# Kamatuuran Kali's Knife



## tuturuhan (Jan 23, 2007)

Dexterity, finesse and preciseness is not often thought of when using a bladed weapon.  However, it is possible.

Please view the following where I am teaching a back hand knife grip in Rome, Italy for the Taramanni School:  http://www.youtube.com/watch?v=iXEUQSKDKkE&mode=related&search=

Also enclosed is a demonstration with knife defending against open hand.  Please note that the following is freestyle:  http://www.youtube.com/watch?v=yjhTianSJfI&mode=related&search=

Joseph T. Oliva Arriola
Grandmaster Kamatuuran School of Kalijin


----------



## Munkyjitsudo (Jan 24, 2007)

Woah, your one of those filipino cats who can kick some *** with kali on the streets (I've seen my uncles give a guy stick to beat up there friend just so he could take the stick away and beat the dude up with it) my uncles friend is from the Phillipines, he's psion and I think he said he did a psion style of Escrima he learned and also taught in the phillipines, we would go at it taking turns countering each others techniques, it was damn near exact to the locks of Danzan Ryu and Small Circle Jujitsu except I noticed how he always kept in contact with me. His knife work was just so fluid and smooth it was friggin scary, so practical. It was nice to see everything that was demostrated on me explained through and through I'm sure you have a lot of happy students with all the BS escrima and kali teachers out there, you look like a reall good teacher, and I like how you apologize, my sensei kinda just laughs when she hurts us.


----------



## tuturuhan (Jan 24, 2007)

My friend,

You have a good eye.  You can see the difference between what is good and what isn't good.  Most people see sticks and knives and think "that if the practiioner twirls fast",  he must be good.  They have no context...no experience and no "eye".  

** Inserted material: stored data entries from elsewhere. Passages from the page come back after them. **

PR #266, opened 2019-04-04
Quick query as well

Datamance:


web/views.py
```diff
@@ -312,10 +312,15 @@ def get_queryset(self):
...
-        return Study.objects.filter(id__in=study_ids)
+        responses = Response.objects.filter(child__id__in=children_ids)
+
+        study_ids = responses.values_list("study_id", flat=True)
+
+        return Study.objects.filter(id__in=study_ids).prefetch_related(
+            Prefetch("responses", queryset=responses),
+            "responses__child",
+            "responses__feedback",
+        )
```
kimberscott: Will this be all responses from this child or limited to completed_consent_frame = True? (we do want the latter b/c that aligns with participant expectations of "a separate time doing a study" whereas just going to config page doesn't - also aligns with whether the researchers could potentially have access)

Datamance: Ahhhh right completing consent frame != consent. Fixing!

PR #271, opened 2019-04-10
fix bug where past responses provided to frameplayer via /studies/[ST…

kimberscott:
…UDYID]/responses/?{Query string with pagination and child id} included responses for any children associated with this account doing any study (plus, for researchers w permission to view study responses, any consented responses for this study). Now always restricts to this study in nested path, and if query string with child is provided to nested path, only provides responses from that child (w/ same behavior regardless of whether user is researcher).

### DIFF
--- a/api/views.py
+++ b/api/views.py
@@ -276,14 +276,14 @@ class ResponseViewSet(FilterByUrlKwargsMixin, views.ModelViewSet):
             study_uuid = self.kwargs["study_uuid"]
             study = get_object_or_404(Study, uuid=study_uuid)
 
-            nestedResponses = study.responses
+            nested_responses = study.responses
 
             # CASE 1: Participant session, using query string with child ID.
             # Want same functionality regardless of whether user is a researcher.
-            childID = self.request.query_params.get("child", None)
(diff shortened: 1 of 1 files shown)


api/views.py
```diff
@@ -275,31 +275,41 @@ def get_queryset(self):
...
             study = get_object_or_404(Study, uuid=study_uuid)
-            consented_responses = study.consented_responses
-            if self.request.user.has_perm(
-                "studies.can_view_study_responses",
-                get_object_or_404(Study, uuid=study_uuid),
-            ):
-                return (
-                    Response.objects.filter(
+
+            nestedResponses = study.responses
```
Datamance: nitpick - snake_case please

api/views.py
```diff
@@ -275,31 +275,41 @@ def get_queryset(self):
...
+
+            # CASE 1: Participant session, using query string with child ID.
+            # Want same functionality regardless of whether user is a researcher.
+            childID = self.request.query_params.get("child", None)
```
Datamance: snake_case for variables

PR #311, opened 2019-08-07
Study History contains downloadable session videos

### LINKED ISSUE #123: Allow families to see their videos, & add some additional details to past studies
*Pain Point*: Once parents participate in a study, there is no immediate confirmation that it "worked" and Lookit has their data, or any later confirmation that it has been used to do cool science. They also do not have automatic access to their own data, although they often want to see their videos; instead, a researcher has to provide it if desired, which is labor-intensive and introduces unnecessary possibilities for human error (e.g. sending the wrong child's video). 

*Acceptance Criteria*:  
- Parents can download any video clips from a session from the "Past Studies" view when logged in. (Nice but not required if they can actually just see the clips embedded in the browser.)
- Parents can see some basic information about past study sessions, including which child participated, status of consent coding (yes/no/pending/no video(?)), research group PI/contact.
- Parents should *not* see sessions with completedConsentFrame=false displayed
- Parents can see the "status" of a study that they participated in, as provided by the researchers - e.g., data collection, analysis, writing up results, here's a link to the paper/media article/etc.

*Implementation notes/Suggestions*: 
- We've discussed adding a freeform string field to the study model, editable by researchers in the study edit view, representing the current state of the study.
- Eventually (not as part of this ticket) parents might also be able to (going forward) view any study debriefing text from "Past Studies," since this may contain individual results or condition info. Having set up an "exit survey" frame type to support withdrawal of video will make this easier, in that we'd be able to see if there's a frame of type exit-survey in the expData for this response, and if so, fetch its debriefing text. 
- Eventually (not as part of this ticket) parents might also be able to view/download the consent form text. This is now stored as part of the consent form in expData.

Datamance:
Fixes #123

### DIFF
--- a/attachment_helpers.py
+++ b/attachment_helpers.py
@@ -41,7 +41,7 @@ def get_download_url(video_key):
     return S3_CLIENT.generate_presigned_url(
         "get_object",
         Params={"Bucket": settings.BUCKET_NAME, "Key": video_key},
-        ExpiresIn=60,
+        ExpiresIn=600,
     )
 
 
--- a/web/templates/web/studies-history.html
+++ b/web/templates/web/studies-history.html
@@ -21,13 +21,6 @@
     {% endif %}
 {% endblock %}
 {% block content %}
-    <script>
-        function imgError(image, index) {
-            image.style.display = 'none';
-            var placeholder = document.getElementById('image-placeholder-' + index);
-            placeholder.style.display = 'block';
-        }
-    </script>
     <div>
         <div class="lookit-row lookit-page-title">
             <div class="container">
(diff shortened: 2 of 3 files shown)


attachment_helpers.py
```diff
@@ -41,7 +41,7 @@ def get_download_url(video_key):
     return S3_CLIENT.generate_presigned_url(
         "get_object",
         Params={"Bucket": settings.BUCKET_NAME, "Key": video_key},
-        ExpiresIn=60,
+        ExpiresIn=600,
```
kimberscott: Will this also affect consent coding? (That'd be great!)

Datamance: yah it will! We should still fix the UI signaling though (for that, this is just kicking the can down the road lol)

kimberscott:
Upon trying on staging - could the videos shown be in order, so parents see first the consent video, then each study video in turn?

Datamance:
What order is it showing in now - reverse or off by n?

kimberscott:
Reverse-ish, but I'm not confident yet that it's actually reversed and not random.

kimberscott:
Yep, random I think (or at least not ordered, reverse-ordered, or off-by-n.) I'll send you an example

PR #312, opened 2019-08-07
Query DSL replacing EligibilityModel workflow

### LINKED ISSUE #141: Add checkboxes for various conditions/circumstances for children & families, in child & demographic surveys.
*Pain point*: Many researchers are interested in working with specific populations, but families do not have a standardized way to indicate whether they fall into various groups in a way that would support use of this information for recruitment/eligibility.

*Acceptance criteria*: 
* In the child and demographic forms, parents can indicate things that apply to the child/family (yes/no or checkboxes), from a standard list + "other." E.g., autism, Down syndrome, Williams syndrome, perinatal stroke, vision/hearing impairments, twin, multilingual. [Kim to provide an initial list.] 
* Researchers can use these fields in their study eligibility criteria - e.g., this study is for 4- to 6-month olds who were born before 37 weeks and are being raised in multilingual households. 
* Researchers can use presence/absence of a *sibling* with various criteria in study eligibility. E.g., this study is for 1- to 3-year olds with a sibling who is at least 6 years old, or for children with at least 3 siblings total, or for children without any younger siblings, or for 8- to 11-month-olds with a sibling with autism. (The last form is in fact the primary concrete motivation for this capacity, but being able to use presence of a sibling with an arbitrary condition and/or presence/absence of siblings will be useful to other researchers in the future.) 

*Implementation notes/Suggestions*: MIT OGC advises us that including medically-relevant options  is fine from a legal standpoint (MIT is not a covered entity under HIPAA).

Datamance:
WIP, fixes #141


kimberscott:
I see we're checking the criteria string to check that the form is as expected (so that I get e.g. `Invalid criteria expression: No terminal defined for 'X' at line 1 col 28 deaf AND has_too_many_cats XOR is_silly ^ Expecting: {'OR', 'GT', 'AND', 'LT', 'LTE', 'NE', 'GTE', 'EQ'} `). How complicated would it be to also check the tokens are valid, so that typos don't lead to unpredicted behavior? 

For instance I can currently set eligibility to `deaf AND has_too_many_cats` without error -  upon trying to participate everyone's rejected (although `deaf OR has_too_many_cats` lets deaf kids participate)

accounts/queries.py
```diff
@@ -0,0 +1,277 @@
...
+    }
+    expanded_child.update(expanded_languages)
+
+    ga_enum = expanded_child.pop("gestational_age_at_birth")
+
+    gestational_age_in_weeks = _gestational_age_enum_value_to_weeks(ga_enum)
+
+    expanded_child["gestational_age_in_weeks"] = gestational_age_in_weeks
+
+    return expanded_child
```
kimberscott: Can we add n_languages here?

accounts/queries.py
```diff
@@ -0,0 +1,277 @@
...
+        Returns:
+            The string form of the intended python expression.
+
+        Raises:
+            GrammarError if a gender test does not obey the contract.
+        """
+        if (
+            name == "gender"
+            and comparator not in ("=", "!=")
+            and other not in ("f", "m", "o", "na")
```
kimberscott: I think this should be `name == "gender" and ( comparator not in ("=", "!=") or other not in ("f", "m", "o", "na"))` - not all of these anded together. Right now `gender = female` and `gender > o` are both fine.

accounts/queries.py
```diff
@@ -0,0 +1,277 @@
...
+        ):
+            raise GrammarError(
+                'Gender criteria must fit format "gender (=|!=) (m|f|o|na)"'
```
kimberscott: Just a question about intended behavior - is this error propagated up to display to the researcher? (I can't get it to show up even if I do `gender<purple`)

accounts/tests.py
```diff
@@ -1,3 +1,101 @@
...
+        self.assertTrue(
+            get_child_eligibility(
+                self.older_deaf_child_with_dyslexia, self.compound_and_condition
+            )
+        )
 
-# Create your tests here.
+        self.assertFalse(
+            get_child_eligibility(self.french_twin, self.compound_and_condition)
+        )
```
kimberscott: :) thanks for all this!

studies/forms.py
```diff
@@ -188,10 +212,11 @@ class EligibleParticipantQueryModelForm(ModelForm):
 
     gender_specification = forms.IntegerField(required=False)
 
-    # TODO: validation function
+    # # TODO: validation function
```
kimberscott: actually still todo?

accounts/forms.py
```diff
@@ -211,11 +211,13 @@ class Meta:
...
             "gestational_age_at_birth": "Gestational Age at Birth",
             "additional_information": "Any additional information you'd like us to know",
+            "existing_conditions": "Characteristics and conditions",
+            "languages_spoken": "Languages this child is exposed to at home, school, or with another caregiver.",
         }
 
         help_texts = {
             "given_name": "This lets you select the correct child to participate in a particular study. A nickname or initials are fine! We may include your child's name in email to you (for instance, \"There's a new study available for Molly!\") but will never publish names or use them in our research.",
-            "additional_information": "for instance, diagnosed developmental disorders or vision or hearing problems",
+            "additional_information": "For instance, diagnosed developmental disorders or vision or hearing problems",
```
kimberscott: can we add a help text for gestational age at birth field, "Please round down to the nearest full week of pregnancy completed"

accounts/queries.py
Datamance: gah - totally right. Let's fix that.

studies/forms.py
Datamance: Nah but I'll be deleting this form anyway - just waiting to have everything tested in dev for the query DSL. I can get rid of it now if it bothers you though :)

accounts/queries.py
Datamance: I'm going to fix this by making the grammar more strict

studies/forms.py
kimberscott: Nope it's fine! Just didn't realize this was that form.

kimberscott:
Docs link for criteria expression - https://lookit.readthedocs.io/en/develop/researchers-set-study-fields.html#criteria-expression

accounts/queries.py
Datamance: That will be slightly more tricky but I think I can do it

kimberscott: wouldn't it just be something like `expanded_child["n_languages"] = sum([bool for (lang, bool) in expanded_languages.items()])`?

Datamance: Got it done.

Datamance: did something similar

kimberscott: Ohhh haha I see it was not as simple as adding another field at all. Thanks!

Datamance: Your way would have worked too - we'd just need to still add the grammar rule in the SDT

Issue #310, opened 2019-08-06
Invoke tasks for local development


robo360:
**TL;DR**: Once sentence description of what you want.
Invoke tasks to set up all dependencies to easily get started on contributing to the project
**Narrative**
How will this help developers do their job better?
The invoke tasks will help developers getting started, as all dependencies will be installed and configured automatically. The getting started process that usually takes some days will no longer be an issue. 

**Acceptance Criteria**
This literally just needs Rico sign off.

- [x] Rico sign-off

Datamance:
Moved this to block 5 since it is not critical path.

We can close this out once @Mayowa99 and @robo360 do their presentations at the Boston Python meetup.

Datamance:
Closing this out as the script was technically completed, though we are fixing issues with it now.

PR #315, opened 2019-08-08
Feature/310 add invoke tasks for development

robo360:
In response to issue #310


Pipfile
```diff
@@ -57,6 +56,8 @@ psycopg2 = "==2.7.5"
 google-cloud-storage = "==1.14.0"
 docker = "==3.7.2"
 django-bitfield = "==1.9.3"
+django-sslserver = "*"
```
Datamance: Shouldn't these be under the dev dependencies heading?

project/settings/defaults.py
```diff
@@ -81,6 +80,7 @@
     "allauth",
     "allauth.account",
     "allauth.socialaccount",
+    "sslserver",
```
Datamance: Shouldn't this only be listed as a middleware when DEBUG = True? 

alongside this block on line 98
```python
if DEBUG:
    INSTALLED_APPS += ["debug_toolbar", "shells"]
    MIDDLEWARE_CLASSES += [
        "debug_toolbar.middleware.DebugToolbarMiddleware",
        "pyinstrument.middleware.ProfilerMiddleware",
    ]
```

tasks.py
```diff
@@ -0,0 +1,426 @@
+from invoke import task, run
```
Datamance: Why isn't invoke listed under the dev dependencies header of the Pipenv file? Strange that this was even able to run!

tasks.py
```diff
@@ -0,0 +1,426 @@
+from invoke import task, run 
+import platform 
+import os 
+
+PLATFORM=platform.system()
```
Datamance: Please run `black` on this file - it will autoformat for you so you don't have to worry about manually following PEP8

tasks.py
```diff
@@ -0,0 +1,426 @@
...
+SERVE_HTTPS_SERVER="python manage.py runsslserver --certificate certs/local_lookit.mit.edu.pem --key certs/local_lookit.mit.edu-key.pem"
+SERVE_HTTP_SERVER="python manage.py runserver"
+SERVE_NGROK="ngrok http https://127.0.0.1:8000"
+BASE_DIR=os.getcwd()
+PATH_TO_CERTS=os.path.join(BASE_DIR, 'certs')
+
+
+@task
+def system_setup(c,verbose=False):
+    """
```
Datamance: Running `black` should fix your doc formatting issues, but in case it doesn't: https://sphinxcontrib-napoleon.readthedocs.io/en/latest/example_google.html

Your docstrings should look like that

tasks.py
```diff
@@ -0,0 +1,426 @@
...
+    packages=('',"django-sslserver")
+    for package in packages:
+
+        if (run("pipenv install {}".format(package), hide=not verbose, warn=True).ok):
+            run("echo \"===>{} {}\"".format(package, MESSAGE_OK))
+        else:
+            run("echo \"===>{} {}\"".format(package, MESSAGE_FAILED))
+
+@task 
+def pygraphviz(c, verbose=False):
```
Datamance: Are we using PyGraphViz, or not? It looked like you were removing it from the dependency list.

Pipfile
robo360: You are right!

project/settings/defaults.py
robo360: Yeah! I had ignored that there is more to the api than just development.

tasks.py
robo360: what is **black**? First time to hear that!

tasks.py
Datamance: ^^^ make sure to do that everywhere, actually

tasks.py
robo360: I had already installed it through pip. That's why I had it. Anyways, it should be added when I run these commands in the env from pipenv. 

This brings the question of how these tasks will be used. I was thinking of this order. 
1. Pipenv shell 
2. Pipenv install invoke 
3. invoke setup 

.... after looking at this, I am wondering why I am installing pipenv as part of one of the tasks. I think I should go ahead and remove pipenv from packages to be installed.

Datamance:
I merged quite a few branches into develop, so it looks like you'll need to resolve some conflicts in the dependency files.

Thankfully, this should be pretty easy :) it's not like you need to mess around with actual code.

project/settings/defaults.py
robo360: I think it should be listed as an INSTALLED_APPS. I looked around there is nothing in the readme that shows it running as middleware, so I do not know how I can list there. All that said, I have been looking through the documentation, as I realized there is a big chunk of django that I have no idea how it works.

tasks.py
robo360: Gotcha!

tasks.py
robo360: It should be there now.

tasks.py
```diff
@@ -0,0 +1,646 @@
...
+        run(
+            "sudo apt-get install build-essential curl git", hide=not verbose, warn=True
+        )
+        if run("command -v brew", hide=not verbose, warn=True).ok:
+            run('echo "===>brew {}"'.format(MESSAGE_OK))
+        else:
+            run('echo "===>brew {}"'.format(MESSAGE_FAILED))
+
+    if PLATFORM == "Darwin":
+        if run("command -v cask ", hide=not verbose, warn=True).ok:
```
Datamance: Won't this always fail? `cask` isn't the executable, `brew` is

tasks.py
```diff
@@ -0,0 +1,646 @@
...
+                run('echo "===>Cask {}"'.format(MESSAGE_FAILED))
+
+    # creating a local setting file
+    if run('cd project/settings && touch local.py && echo "DEBUG=True" > local.py').ok:
+        run('echo "===>Successfully configured settings for local development"')
+
+
+@task
+def install_dependencies(c, verbose=False):
+    """
```
Datamance: Can you fix your docstrings to follow google docstring format

https://sphinxcontrib-napoleon.readthedocs.io/en/latest/example_google.html

tasks.py
```diff
@@ -0,0 +1,646 @@
...
+
+        if run("pipenv install {}".format(package), hide=not verbose, warn=True).ok:
+            run('echo "===>{} {}"'.format(package, MESSAGE_OK))
+        else:
+            run('echo "===>{} {}"'.format(package, MESSAGE_FAILED))
+
+
+@task
+def pygraphviz(c, verbose=False):
+    """
```
Datamance: see above comment on docstrings (do this for all your docstrings)

tasks.py
```diff
@@ -0,0 +1,646 @@
...
+
+    if PLATFORM == "Linux":
+        # Installing graphviz
+        if run(
+            "sudo apt-get update && sudo apt-get install graphviz",
+            hide=not verbose,
+            warn=True,
+        ).ok:
+            run('echo "Graphyviz {}"'.format(MESSAGE_OK))
```
Datamance: s/Graphyviz/Graphviz/g

tasks.py
```diff
@@ -0,0 +1,646 @@
...
+        else:
+            run('echo "Graphyviz {}"'.format(MESSAGE_FAILED))
+        # Installing pygraphviz
+        if run(
+            "sudo pip3 install pygraphviz --install-option='--include-path=/usr/include/graphviz' --install-option='--library-path=/usr/lib/graphviz/'",
```
Datamance: See below comment about graphviz - do we really have the same behavior on linux as with OS X? Might make sense to test this inside a docker container (without the specified include paths - I vaguely remember that you do actually need those for OS X)

tasks.py
```diff
@@ -0,0 +1,646 @@
...
+            hide=not verbose,
+            warn=True,
+        ).ok:
+            run('echo "===>pygraphyviz {}"'.format(MESSAGE_OK))
+        else:
+            run('echo "===>pygraphyviz {}"'.format(MESSAGE_FAILED))
+
+    elif PLATFORM == "Darwin":
```
Datamance: leave a comment detailing why we're targeting different library and include paths. I'm guessing this has to do with how mac OS X deals with the underlying Graphviz dependency (the C lib), but it might help future readers to be explicit as to why we're doing things this way.

tasks.py
robo360: I assume you meant I should write correct "Graphyviz" with "graphviz."

Datamance: https://vim.fandom.com/wiki/Search_and_replace

s/foo/bar/g --> "replace all instances of foo with bar"

robo360: Got it!

tasks.py
robo360: Cask is actually already in brew, so I do not need to check whether I have it. All I need to do is to make sure that I have "brew."

robo360: Just to make sure it is there, I will "brew tap," which is a way of adding new repositories for brew to install or keep track off.

tasks.py
robo360: Yeah I tested it inside a linux-based docker container, and I can confirm it does not need graphviz.

tasks.py
robo360: Can you explain to me the reason as welll? cz I really do not know why we must provide the path to Graphviz in the installation process. I know that pygraphviz allows you to manipulate stuff made by Graphviz in python. But I am not sure why exactly we must provide the path.

Datamance: http://pygraphviz.github.io/documentation/pygraphviz-1.5/install.html#providing-path-to-graphviz

```We tried our best to discover graphviz location automatically, but if you would like specify specific location for graphviz you may provide additrional parameters to specify graphviz location```

File: tasks.py [hunk 13]
```diff
@@ -0,0 +1,857 @@
...
+        For debugging purposes, set verbose (bool) to True to print the stdout responses for the run process.
+
+    Usage: 
+        invoke pygraphviz or invoke pygraphviz --verbose
+
+    """
+
+    if PLATFORM == "Linux":
+        # Installing graphviz
+        """
```
Datamance: Go ahead and delete this stuff if it's not being used

tasks.py
```diff
@@ -0,0 +1,857 @@
...
+        if run("sudo pip install pygraphviz", hide=not verbose, warn=True).ok:
+            run('echo "===>pygraphviz {}"'.format(MESSAGE_OK))
+        else:
+            run('echo "===>pygraphviz {}"'.format(MESSAGE_FAILED))
+
+    elif PLATFORM == "Darwin":
+        """
+
+        Pygrapviz on Darwin usually fails to locate graphviz to solve the issue,
+        the install-option falg is used to include the path.
```
Datamance: s/falg/flag/g

tasks.py
```diff
@@ -0,0 +1,857 @@
...
+        run("sudo rabbitmqadmin list queues", warn=True, hide=not verbose)
+    else:
+        run("echo {}".format(MESSAGE_WRONG_PLATFORM))
+
+    return None
+
+
+@task
+def postgresql(c, verbose=False):
+    """ postgresql invoke task.
```
Datamance: Same comment as before. It's nitpicky but it keeps things looking clean and professional

tasks.py
```diff
@@ -0,0 +1,857 @@
...
+            run('echo "=====>certificates {}"'.format(MESSAGE_FAILED))
+    else:
+        run("echo {}".format(MESSAGE_WRONG_PLATFORM))
+
+    return None
+
+
+@task
+def ngrok(c, verbose=False):
+    """ngork invoke task.
```
Datamance: s/ngork/ngrok/g

tasks.py
```diff
@@ -0,0 +1,857 @@
...
+    Returns:
+        None.
+
+    usage: 
+        invoke celery 
+
+    """
+    run(SERVE_CELERY)
+
+    return None
```
Datamance: Don't need to return None; it's implicit in Python

tasks.py
```diff
@@ -0,0 +1,857 @@
...
+        None.
+    
+    Note: 
+        This func does not serve celery and ngrok. 
+
+    usage: 
+        invoke setup
+
+    """
+    return None
```
Datamance: instead of `return None` do `pass`

Datamance: Or you could print something nice like "All finished!"

tasks.py
```diff
@@ -0,0 +1,857 @@
...
+        None.
+
+    Usage: 
+        invoke ngrok_service
+
+    """
+
+    run(SERVE_NGROK)
+
+    return None
```
Datamance: return None is implicit, don't need it

tasks.py
```diff
@@ -0,0 +1,857 @@
...
+            if run("brew cask install docker", hide=not verbose, warn=True).ok:
+                run('echo "===>docker {}"'.format(MESSAGE_OK))
+            else:
+                run('echo "===>docker {}"'.format(MESSAGE_FAILED))
+        run("open /Applications/Docker.app")
+
+    else:
+        run("echo {}".format(MESSAGE_WRONG_PLATFORM))
+
+    return None
```
Datamance: return None is implicit, don't need it

wherever you have return None at the end of a function you can get rid of it

Pipfile
```diff
@@ -60,7 +60,10 @@ psycopg2 = "==2.7.5"
...
+django-debug-toolbar = "*"
 lark-parser = "==0.7.2"
+lark = "*"
```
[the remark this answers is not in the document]
robo360: Gone!

Pipfile
```diff
@@ -60,7 +60,10 @@ psycopg2 = "==2.7.5"
 google-cloud-storage = "==1.14.0"
 docker = "==3.7.2"
 django-bitfield = "==1.9.3"
+django-sslserver = "*"
```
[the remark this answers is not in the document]
robo360: I think I will move it from the requirements/default to requirements/dev as well.

tasks.py
```diff
@@ -211,6 +211,12 @@ def pygraphviz(c, verbose=False):
             run('echo "===>pygraphviz {}"'.format(MESSAGE_FAILED))
 
     elif PLATFORM == "Darwin":
+        """
+
+        Pygrapviz on Darwin usually fails to locate graphviz to solve the issue,
```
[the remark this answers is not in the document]
robo360: Ok

tasks.py
```diff
@@ -0,0 +1,857 @@
...
+    Note:
+        For debugging purposes, set verbose (bool) to True to print the stdout responses for the run process.
+
+    usage: 
+        invoke install-dependencies or invoke install-dependencies --verbose
+
+    """
+
+    run("echo '***INSTALLING ALL DEPENDENCIES***'")
+    packages = ("", "django-sslserver")
```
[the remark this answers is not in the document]
robo360: good point!

tasks.py
```diff
@@ -0,0 +1,857 @@
...
+SERVE_HTTPS_SERVER = "python manage.py runsslserver --certificate certs/local_lookit.mit.edu.pem --key certs/local_lookit.mit.edu-key.pem"
+SERVE_HTTP_SERVER = "python manage.py runserver"
+SERVE_NGROK = "ngrok http https://127.0.0.1:8000"
+BASE_DIR = os.getcwd()
+PATH_TO_CERTS = os.path.join(BASE_DIR, "certs")
+
+
+@task
+def system_setup(c, verbose=False):
+    """system-setup invoke task.
```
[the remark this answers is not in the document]
robo360: done on every function

tasks.py
Datamance: It's ok for this to be commented out for now but let's delete this if it's not being used

tasks.py
```diff
@@ -0,0 +1,833 @@
...
+        # Installing pygraphviz
+        if run("sudo pip install pygraphviz", hide=not verbose, warn=True).ok:
+            run('echo "===>pygraphviz {}"'.format(MESSAGE_OK))
+        else:
+            run('echo "===>pygraphviz {}"'.format(MESSAGE_FAILED))
+
+    elif PLATFORM == "Darwin":
+
+        # Pygrapviz on Darwin usually fails to locate graphviz to solve the issue,
+        # the install-option falg is used to include the path.
```
Datamance: the flag misspelling is here too

tasks.py
```diff
@@ -0,0 +1,833 @@
...
+    This func installs postgresql, create the database of the API and create required tables. 
+
+    Args:
+        c (obj): Context-aware API wrapper & state-passing object.
+        verbose (bool): states whether stdout should be printed.
+
+    Returns:
+        None.
+
+        However, this func echoes MESSAGE_FAILED, MESSSAGE_OK, or MESSAGE_ALREADY_INSTALLED
```
Datamance: too many S's in MESSAGE_OK

tasks.py
```diff
@@ -0,0 +1,833 @@
...
+            + SERVE_HTTP_SERVER,
+            hide=False,
+        )
+
+
+@task
+def ngrok_service(c):
+    """
+
+    This func serves ngrok.
```
Datamance: Move this up to where the summary sentence goes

If you are ever in the SF Bay Area stop by and take a class.  Or if I'm in your area teaching a seminar stop by.  Best wishes, in your continued development.

Tuhan Joseph T. Oliva Arriola
Grandmaster Kamatuuran School of Kalijin


----------



## Munkyjitsudo (Jan 24, 2007)

HAHAHA, no way, I was just thinking how awesome it'd be to learn under you. I live in hayward, ca. Been a local to the bay area all my life and just scored a really good paying job so I can start taking the classes I want, do you have any info on your school that I can check out, not that I'm doubting, more like so I know how to get there. I'm feeling kinda excited right now.


----------



## tuturuhan (Jan 26, 2007)

Munky,

The first lesson, "feel and then control the emotions" before you go into combat with the weapon.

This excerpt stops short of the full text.